Extract from the listing each line in which the word "storage" appears.

Top of DATASET RECORDS

PR #3090, opened 2022-04-09
[httpie] Delete unnecessary clone

joanhey:
- [ ] Bug fix #…?
- [ ] New feature?
- [ ] BC breaks?
- [ ] Tests added?
- [ ] Docs added?

      $ php bin/docgen

### DIFF
--- a/src/Utility/Httpie.php
+++ b/src/Utility/Httpie.php
@@ -73,49 +73,44 @@ class Httpie
 
     public function query(array $params): Httpie
     {
-        $http = clone $this;
-        $http->url .= '?' . http_build_query($params);
-        return $http;
+        $this->url .= '?' . http_build_query($params);
+        return $this;
     }
 
     public function header(string $header, string $value): Httpie
     {
-        $http = clone $this;
-        $http->headers[$header] = $value;
-        return $http;
+        $this->headers[$header] = $value;
+        return $this;
     }
 
     public function body(string $body): Httpie
     {
-        $http = clone $this;
-        $http->body = $body;
-        $http->headers = array_merge($http->headers, [
+        $this->body = $body;
+        $this->headers = array_merge($http->headers, [
             'Content-Type' => 'application/json',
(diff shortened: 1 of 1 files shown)


antonmedv:
This is a big breaking change. Why?

joanhey:
This change don't break anything. All works the same.

It is NOT necessary to clone this object.
We change directly the attributes in the received instance.

joanhey:
When I have time I'll add tests to this class.
And it will be easier to make changes.

antonmedv:
Clone is essential part. One can create a "boilerplate" and copy it via the method. Probably somebody relays on it already.

joanhey:
But this is the contrary.
Clone it when you need it. And not httpie.

`return Httpie::get($url)->header(....)->send()
`
Here we don't needed.

`$response1 = Httpie::get($url)->header(....);`
Here is the same if it's cloned or not;

`$response2 = $response1->jsonBody(...);`
Here response2 is a copy of $reponse1, but like you said we changed $reponse1 too.

And the logical is that the developer use the clone if they want it. Not automatically Httpie.
```
$response2 = clone $response1;
$response2->jsonBody(....);
```

joanhey:
But you are who will decide every PR we send you.

joanhey:
Also it's possible to add a clone() method. And that will be semantically correct.

joanhey:
A good example is the `fetch()` function
It's working without clone, but we can simplify the code, and use less instances.

Now:
```php
$http = $http->nothrow($nothrow);
foreach ($headers as $key => $value) {
        $http = $http->header($key, $value);
}
if ($body !== null) {
        $http = $http->body($body);
}
return $http->send($info);

```

After:
```php
$http->nothrow($nothrow);
foreach ($headers as $key => $value) {
        $http->header($key, $value);
}
if ($body !== null) {
        $http->body($body);
}
return $http->send($info);
```

antonmedv:
Merged!

PR #3091, opened 2022-04-09
[httpie] Add encoding

joanhey:
If an empty string, '', is set, a header containing all supported encoding types is sent

https://curl.se/libcurl/c/CURLOPT_ACCEPT_ENCODING.html

- [ ] Bug fix #…?
- [x] New feature?
- [ ] BC breaks?
- [ ] Tests added?
- [ ] Docs added?

      $ php bin/docgen


joanhey:
Joined in #3098

PR #3094, opened 2022-04-12
Allowance for symfony 6

lsv:
- [ ] Bug fix #…?
- [x] New feature?
- [ ] BC breaks?
- [x] Tests added?
- [ ] Docs added?

- Allowed for using symfony 6 components
- Github action now tests for the lowest (--prefer-lowest) and stable (--prefer-stable) composer requirements.


antonmedv:
Please use rc8

PR #3095, opened 2022-04-12
[httpie] Make __contruct()  private

joanhey:
- [ ] Bug fix #…?
- [ ] New feature?
- [ ] BC breaks?
- [ ] Tests added?
- [ ] Docs added?

      $ php bin/docgen

### DIFF
--- a/src/Utility/Httpie.php
+++ b/src/Utility/Httpie.php
@@ -37,7 +37,7 @@ class Httpie
      */
     private $nothrow = false;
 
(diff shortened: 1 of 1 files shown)


joanhey:
All the attributes are private.

So this is impossible:

```php
$http = new Httpie();
$http->method = 'POST';
$http->url = '.....';
```

Need to be always instanced by a static method.

joanhey:
Joined in #3098

PR #3098, opened 2022-04-14
Httpie refactor

joanhey:
- [x] Bug fix #…?
- [x] New feature?
- [x] BC breaks?
- [ ] Tests added?
- [ ] Docs added?

      $ php bin/docgen

# Refactor Httpie Class

#### public function body(string $body, string $type = 'application/json'): Httpie
Now we can pass the `Content-Type`. By default `application/json`, like before.
So it's possible to send: xml, csv, html, ...

#### public function getJson(bool $associative = true)
Now automatically add header `Acept: application/json`.
And We can choose the return type. By default associative array, like before.

#### Catch errors in `json_encode()` and `json_decode()`
New way to catch errors.
Before return an `HttpieException` in `json_decode()` errors. Now also with `json_encode()`.

#### Duplicate query()
https://github.com/deployphp/deployer/pull/3098#issuecomment-1099370073
#### Changed `__construct()` to private
It's a very small break, that will affect no code.
This also permit to change later the `__construct()` without BC.

All the attributes are private.
So this is impossible:

```php
$http = new Httpie();
$http->method = 'POST';
$http->url = '.....';
```

Need to be always instanced by a static method. (Factory Method)

Happy coding !!!
This info is in progress...

### DIFF
--- a/composer.lock
+++ b/composer.lock
@@ -3043,35 +3043,30 @@
         },
         {
             "name": "phpstan/phpdoc-parser",
-            "version": "1.2.0",
+            "version": "1.4.2",
             "source": {
                 "type": "git",
                 "url": "https://github.com/phpstan/phpdoc-parser.git",
-                "reference": "dbc093d7af60eff5cd575d2ed761b15ed40bd08e"
+                "reference": "4cb3021a4e10ffe3d5f94a4c34cf4b3f6de2fa3d"
             },
             "dist": {
                 "type": "zip",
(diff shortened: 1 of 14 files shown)


joanhey:
The others PRs will need that you approve it or not.

joanhey:
Fix `query()` before always add to the `url`.
Example of fails:

```php
$http = Htppie::get(....)->query(['hola']);

$http = $http->query[('bye']);

```
The URL will repeat the query '...?hola?bye'.
Is the same if it's cloned or not.

joanhey:
@antonmedv 
I'm sending the changes in small commits, so you can review it and comment in any change.
It's OK for now ?

PR #3112, opened 2022-04-26
deploy:release : Only delete unfinished symlink, not whole release

### LINKED ISSUE #3111: Deployer deletes the current release If the 'release' and 'current' point to the same directory
- Deployer version: 6.8.0
- Deployment OS: Ubuntu 20.4

We recently had a production deployment which failed because of a database timeout. We were able to just finish the last steps manually and symlink the new release.

Unbeknownst to us, we did not realize that by not also removing the `release` Symlink after the Deployment was finished, Deployer started removing the contents of the directory the link points to (and thus the current version) rendering the current production system unusable.

While this can probably considered a user error, I would personally also consider it a bug that Deployer does not check whether or not `release` and `current` point to the same directory.

I apologize if this is already addressed in new Deployer versions, I skimmed through the changelogs since 6.8.0 but didn't see it.

## Upvote & Fund

- We're using [Polar.sh](https://polar.sh/deployphp) so you can upvote and help fund this issue.
- We receive the funding once the issue is completed & confirmed by you.
- Thank you in advance for helping prioritize & fund our backlog.

<a href="https://polar.sh/deployphp/deployer/issues/3111">
<picture>
  <source media="(prefers-color-scheme: dark)" srcset="https://polar.sh/api/github/deployphp/deployer/issues/3111/pledge.svg?darkmode=1">
  Fund with Polar
</picture>
</a>

theCapypara:
This fixes #3111 by just not removing the release directory. This is supposedly save to do, since Deployer keeps track of good releases. 

- [x] Bug fix #3111

### DIFF
--- a/docs/recipe/deploy/release.md
+++ b/docs/recipe/deploy/release.md
@@ -63,7 +63,7 @@ Clean up unfinished releases and prepare next release
 
 
 ### releases
-[Source](https://github.com/deployphp/deployer/blob/master/recipe/deploy/release.php#L149)
+[Source](https://github.com/deployphp/deployer/blob/master/recipe/deploy/release.php#L148)
 
 Shows releases list.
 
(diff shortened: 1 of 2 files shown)


antonmedv:
Merged.

PR #3147, opened 2022-05-30
Fix website provisioning with wrong remote user

### LINKED ISSUE #3146: Provision:website - Wrong remote user
- Deployer version:  7.0.0-rc.8
- Deployment OS: Mac OS 12.4 - M1

Default `deploy.php` with `remote_user` = `ubuntu`

Error:
```
task provision:website
[production]  error  ....
[production] run [ -d /home/deployer/app ] || mkdir /home/deployer/app
[production] Please login as the user "ubuntu" rather than the user "root".
```

The error occurs because the remote user is set statically.
I think this was done because of the command `run("echo 'import $deployPath/Caddyfile' >> /etc/caddy/Caddyfile");`.
The mentioned command will fail if the user is not root.
See my pull request, which fixes this.

fschirinzi:
- [X] Bug fix #3146?

### DIFF
--- a/recipe/provision/website.php
+++ b/recipe/provision/website.php
@@ -11,8 +11,6 @@ set('public_path', function () {
 
 desc('Provision website');
 task('provision:website', function () {
-    set('remote_user', 'deployer');
-
     run("[ -d {{deploy_path}} ] || mkdir {{deploy_path}}");
 
     $domain = get('domain');
@@ -68,9 +66,8 @@ EOF;
         run("echo $'$caddyfile' > Caddyfile");
     }
 
-    set('remote_user', 'root');
     if (!test("grep -q 'import $deployPath/Caddyfile' /etc/caddy/Caddyfile")) {
-        run("echo 'import $deployPath/Caddyfile' >> /etc/caddy/Caddyfile");
+        run("echo 'import $deployPath/Caddyfile' | sudo tee -a /etc/caddy/Caddyfile");
     }
     run('service caddy reload');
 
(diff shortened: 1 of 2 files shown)


recipe/provision/website.php
```diff
@@ -68,9 +66,8 @@
         run("echo $'$caddyfile' > Caddyfile");
     }
 
-    set('remote_user', 'root');
     if (!test("grep -q 'import $deployPath/Caddyfile' /etc/caddy/Caddyfile")) {
-        run("echo 'import $deployPath/Caddyfile' >> /etc/caddy/Caddyfile");
+        run("echo 'import $deployPath/Caddyfile' | sudo tee -a /etc/caddy/Caddyfile");
```
antonmedv, line 70: We can't use this as this will require a password on some hosts.

antonmedv (changes requested):

recipe/provision/website.php
fschirinzi: I chose to do it like that because I found the same concept here: https://github.com/deployphp/deployer/blob/68a983a8ca52e6ffd44ad08f139d3dc94fb570da/recipe/provision.php#L94

It would be consistent with the other code.

fschirinzi: I removed "sudo" since it works without it when using `-o become=root`.

orbziiharry:
This is still valid. The hard coded value or remote_user breaks this tool on EC2 instances.

dvdinbox:
This  is preventing me from deploying to aws ec2. 

Where can I change code to hack my way through this issue? 

I'm trying to make changes in my local ./vendor/deployer directory, but it seems as though deployer executes code on the remote server. Unfortunately I can't find where I can update code and have the updated code execute.

Issue #1888, opened 2026-06-08
ci-handoff re-nudge (#1860) is coupled to inbox read-state — any drain marks the [ci-ready] read and blinds the watchdog


suzuke:
Spike RCA (fixup-dev-2, code-confident). The #1860 Fix-A re-nudge auto-delivers the next_after_ci hand-off intermittently — some PRs auto-deliver to the reviewer, others need a manual dispatch.

## RCA (file:line)
- handoff_timeout_watchdog.rs scan_and_emit_with (:80) re-nudges by scanning unread_of_kind(home, target, 'ci-ready-for-action') (:97); gate (:116) age_min >= RENUDGE_AFTER_MINS(2) && !agent_is_busy(target) + last_renudged >= 2min → renudge_actionable_unread.
- unread_of_kind (inbox/storage.rs) returns ONLY messages with read_at.is_none(). Once a handoff is marked-read, the watchdog never sees it → never re-nudges.
- inbox::drain (storage.rs:304) unconditionally sets read_at on every drained unread, regardless of kind (the query/task exemption at :46 is for re-surface elsewhere; drain itself does not exempt). In production only the reviewer's own MCP  call drains its inbox.

## Mechanism / intermittency
CI green → poller enqueues an unread [ci-ready] + a wake (deferred into the notification_queue if the reviewer is busy → TUI-flush only). The reviewer's ANY drain inbox (routine pending check) marks the [ci-ready] read → the watchdog is blind from then on. re-nudge only helps while the handoff stays unread, AND it waits 2min — a reviewer checking inbox within 2min of CI-green (common) reads it before the first re-nudge fires. Auto-delivered PRs = the reviewer acted at the first wake or noticed during the drain (before read closed the window); stranded PRs = the reviewer drained (marking it read) without acting (buried in a batch) → watchdog scans empty → never re-nudges → manual dispatch needed.

## Plan
1. **Instrument-only first** (zero-behavior tracing) — deploy and confirm in production on the next stranded PR: (a) at the re-nudge decision point (watchdog:116) log per (target, correlation): unread_found / age_min / agent_is_busy / renudge_due / fired-or-gated-why; (b) at the [ci-ready] read transition (drain storage.rs:304) log agent / correlation / age_at_read.
[...]

PR #1889, opened 2026-06-09
chore(#1888): instrument-only tracing for ci-handoff re-nudge (zero behavior)

suzuke:
Instrument-only follow-up to the #1860 ci-handoff re-nudge spike (lead-approved — **no behavior change**; confirm the RCA in production before the real fix).

## RCA recap
The re-nudge scans only **unread** `[ci-ready-for-action]` (`unread_of_kind` filters `read_at.is_none()`), but the inbox `drain` marks the handoff read on the first drain regardless of kind — after which the watchdog can never find it. Intermittency = whether the reviewer acted before the drain that read it.

## What this adds (two `info!` traces, zero behavior)
- **`tag=#1888-renudge-decision`** at the `handoff_timeout_watchdog` re-nudge gate: per (target, correlation) — `unread_found` / `age_min` / `agent_is_busy` / `renudge_due` / `age_ok` / `will_fire`. Bounded: ≤ once per **unread** ci-handoff per tick.
- **`tag=#1888-ciready-read`** at the inbox `drain` read-marking: when a `ci-ready-for-action` message transitions to read — `agent` / `correlation` / `age_at_read_secs`. Rare: only that kind, only on the read transition.

Together they show, for a stranded PR, whether the `[ci-ready]` was **read before it was acted on**, with the watchdog then finding nothing to re-nudge.

## Why `info!` and no custom `target:`
The production filter is `agend_terminal=info` (logging.rs:73). `debug!` would be **invisible in production** (and the test caught that a custom `target:"ci_handoff"` wouldn't match `agend_terminal=*` either — both would silently filter the instrument out). So: `info!`, default module-path target.

## Zero behavior
Both are read-only tracing statements; the re-nudge gate and the drain read-marking are **byte-identical** (the trace locals don't feed control flow).

## §3.9
- `renudge_decision_is_instrumented_1888` + `ciready_read_on_drain_is_instrumented_1888` (`tracing_test::traced_test`): assert the traces fire AND the surrounding behavior is unchanged (the unread idle handoff still re-nudges; the drain still returns the handoff marked read). All existing `handoff_timeout_watchdog` tests still pass.

## Follow-up (after production confirms)
The real fix decouples re-nudge from the inbox read-state — a correlation-tracked sidecar + clear-on-resolution (same shape as #1866 dispatch_idle).

### DIFF
--- a/src/daemon/handoff_timeout_watchdog.rs
+++ b/src/daemon/handoff_timeout_watchdog.rs
@@ -113,6 +113,34 @@ pub(crate) fn scan_and_emit_with<F>(
             // target reads the handoff (drops from the unread scan → reaped). This
             // also covers the orchestrator-as-`next_after_ci` case below, where
             // there is no lead to escalate to.
+            // #1888 instrument-only (zero-behavior): record WHY this UNREAD handoff
+            // did / didn't get re-nudged this tick, so production can confirm the
+            // #1860 read-state-coupling RCA. A handoff that was already marked read
+            // never enters this loop at all (`unread_of_kind` filters it) — that
+            // case is captured by the `#1888-ciready-read` trace at the drain site.
+            // Read-only: these locals don't feed the byte-identical gate below.
+            {
+                let busy = crate::snapshot::agent_is_busy(home, target);
+                let renudge_due = last_renudged.get(&key).is_none_or(|prev| {
+                    now.signed_duration_since(*prev).num_minutes() >= RENUDGE_INTERVAL_MINS
+                });
+                // info!-level so it lands in the production daemon.log (default
+                // filter is `agend_terminal=info`); bounded — at most once per
+                // UNREAD ci-handoff per tick, and a handoff stops being scanned the
+                // moment it's read.
+                tracing::info!(
+                    tag = "#1888-renudge-decision",
+                    agent = %target,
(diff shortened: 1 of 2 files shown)


suzuke:
Merge audit (section 3.12 mirror) — reviewer-2 VERIFIED (truly zero behavior: +102/-0 pure addition, no original line touched; the re-nudge gate re-evaluates independently of the trace locals, and the drain trace only reads msg fields after read_at is set) + all 5 required checks green. #1888 instrument-only: two info!-level traces — tag=#1888-renudge-decision (handoff_timeout_watchdog re-nudge gate: unread_found/age_min/agent_is_busy/renudge_due/will_fire) and tag=#1888-ciready-read (inbox drain: agent/correlation/age_at_read when a ci-ready-for-action is marked read). Bounded volume, info! so it's visible under the production agend_terminal=info filter (the §3.9 logs_contain test caught that the original debug! would be filtered out). After this deploys, the next stranded next_after_ci hand-off will be diagnosable from the daemon log (was the [ci-ready] drained-read before the reviewer acted → watchdog then scans empty), then the true fix (decouple re-nudge from read-state via a correlation sidecar with clear-on-resolution, like #1866) follows. Merging --admin squash. Takes effect next restart.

Bottom of DATASET RECORDS

**TASK RESULT:**
- unread_of_kind (inbox/storage.rs) returns ONLY messages with read_at.is_none(). Once a handoff is marked-read, the watchdog never sees it → never re-nudges.
- inbox::drain (storage.rs:304) unconditionally sets read_at on every drained unread, regardless of kind (the query/task exemption at :46 is for re-surface elsewhere; drain itself does not exempt). In production only the reviewer's own MCP  call drains its inbox.
1. **Instrument-only first** (zero-behavior tracing) — deploy and confirm in production on the next stranded PR: (a) at the re-nudge decision point (watchdog:116) log per (target, correlation): unread_found / age_min / agent_is_busy / renudge_due / fired-or-gated-why; (b) at the [ci-ready] read transition (drain storage.rs:304) log agent / correlation / age_at_read.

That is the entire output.